◆ Raw data:
━━━━━━━━

PR #828, opened 2024-02-28
[Bugfix] Cast yaw angles to np.ndarray on set

paulf81:
# [Bugfix]  Fix yaw setting

In the course of some other work, I noticed that a few conditions that I would've expected to be ok throw an error:

- Passing a list to yaw_angles in fi.set
- If the values of yaw_angles are integers instead of floats

This is not so hard to fix but I wasn't positive the preferred solution (attrs?). So I thought I'd start just by adding the failing tests and then we can agree on how we want to fix it.

Other things to consider:

- [x] Does this also impact power setpoints? _No, tested_
- [x] Does this also impact disable turbines? _No, tested_
- [x] Does fixing this in FlorisInterface intrinsically fix the problem in Parallel and Uncertain interface? _It seems to, yes. I tried this on the #821 (implemented the fixed, and then altered the test to take yaw angles as a list), and it worked._

Note this issue is a little bit being worked-around in #821


rafmudaf:
See https://github.com/NREL/floris/blob/v4/floris/simulation/farm.py#L328

misi9170:
The fix was straightforward here---in `_set_operation()`, I've now wrapped the assignment of the `yaw_angles` onto `self.floris.farm.yaw_angles` in a `np.array()` statement. 

Incidentally, this is exactly what @rafmudaf warned me about---that reaching in and altering the attributes (rather than instantiating them properly, which would pass through `__attrs__`) can lead to unintended consequences. For now, this fix works; but we should possibly consider adding setter methods to `Farm` to avoid this happening again.

misi9170:
@paulf81 I can't add you as a reviewer, since you opened the PR, but please look through and see what you think.

paulf81:
This works great for me, thank you @misi9170 I "approve"

floris/tools/floris_interface.py
```diff
@@ -355,7 +355,7 @@ def _set_operation(
         """
         # Add operating conditions to the floris object
         if yaw_angles is not None:
-            self.floris.farm.yaw_angles = yaw_angles
+            self.floris.farm.yaw_angles = np.array(yaw_angles)
```
rafmudaf, line 358: Is this the only place where yaw angles are going to be set? If not, you might consider adding a setter method on `Farm` to do this always:

```python
class Farm:
    def set_yaw_angles(yaw_angles):
        # Do lots of checks
        ...
        # Cast to Numpy array
        self.yaw_angles = np.array(yaw_angles)
```

You could also use the `@property` decorator [the way we used to do](https://github.com/NREL/floris/blob/31fe1b69ff863f0a610aec5b22424382ec3cc933/floris/utilities.py#L96-L102), if you think maintaining the attribute-style use is important.

rafmudaf: Ah and I just read https://github.com/NREL/floris/pull/828#issuecomment-1979972559, sorry to say the same thing @misi9170

misi9170: No problem---I'm going to try to do this (use a setter method), it seems like a better approach

rafmudaf (approved):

━━━━━━━━

Restate the records exactly. Leave nothing out.

PR #828, opened 2024-02-28
[Bugfix] Cast yaw angles to np.ndarray on set

paulf81:
# [Bugfix]  Fix yaw setting

In the course of some other work, I noticed that a few conditions that I would've expected to be ok throw an error:

- Passing a list to yaw_angles in fi.set
- If the values of yaw_angles are integers instead of floats

This is not so hard to fix but I wasn't positive the preferred solution (attrs?). So I thought I'd start just by adding the failing tests and then we can agree on how we want to fix it.

Other things to consider:

- [x] Does this also impact power setpoints? _No, tested_
- [x] Does this also impact disable turbines? _No, tested_
- [x] Does fixing this in FlorisInterface intrinsically fix the problem in Parallel and Uncertain interface? _It seems to, yes. I tried this on the #821 (implemented the fixed, and then altered the test to take yaw angles as a list), and it worked._

Note this issue is a little bit being worked-around in #821


rafmudaf:
See https://github.com/NREL/floris/blob/v4/floris/simulation/farm.py#L328

misi9170:
The fix was straightforward here---in `_set_operation()`, I've now wrapped the assignment of the `yaw_angles` onto `self.floris.farm.yaw_angles` in a `np.array()` statement. 

Incidentally, this is exactly what @rafmudaf warned me about---that reaching in and altering the attributes (rather than instantiating them properly, which would pass through `__attrs__`) can lead to unintended consequences. For now, this fix works; but we should possibly consider adding setter methods to `Farm` to avoid this happening again.

misi9170:
@paulf81 I can't add you as a reviewer, since you opened the PR, but please look through and see what you think.

paulf81:
This works great for me, thank you @misi9170 I "approve"

floris/tools/floris_interface.py
```diff
@@ -355,7 +355,7 @@ def _set_operation(
         """
         # Add operating conditions to the floris object
         if yaw_angles is not None:
-            self.floris.farm.yaw_angles = yaw_angles
+            self.floris.farm.yaw_angles = np.array(yaw_angles)
```
rafmudaf, line 358: Is this the only place where yaw angles are going to be set? If not, you might consider adding a setter method on `Farm` to do this always:

```python
class Farm:
    def set_yaw_angles(yaw_angles):
        # Do lots of checks
        ...
        # Cast to Numpy array
        self.yaw_angles = np.array(yaw_angles)
```

You could also use the `@property` decorator [the way we used to do](https://github.com/NREL/floris/blob/31fe1b69ff863f0a610aec5b22424382ec3cc933/floris/utilities.py#L96-L102), if you think maintaining the attribute-style use is important.

rafmudaf: Ah and I just read https://github.com/NREL/floris/pull/828#issuecomment-1979972559, sorry to say the same thing @misi9170

misi9170: No problem---I'm going to try to do this (use a setter method), it seems like a better approach

rafmudaf (approved):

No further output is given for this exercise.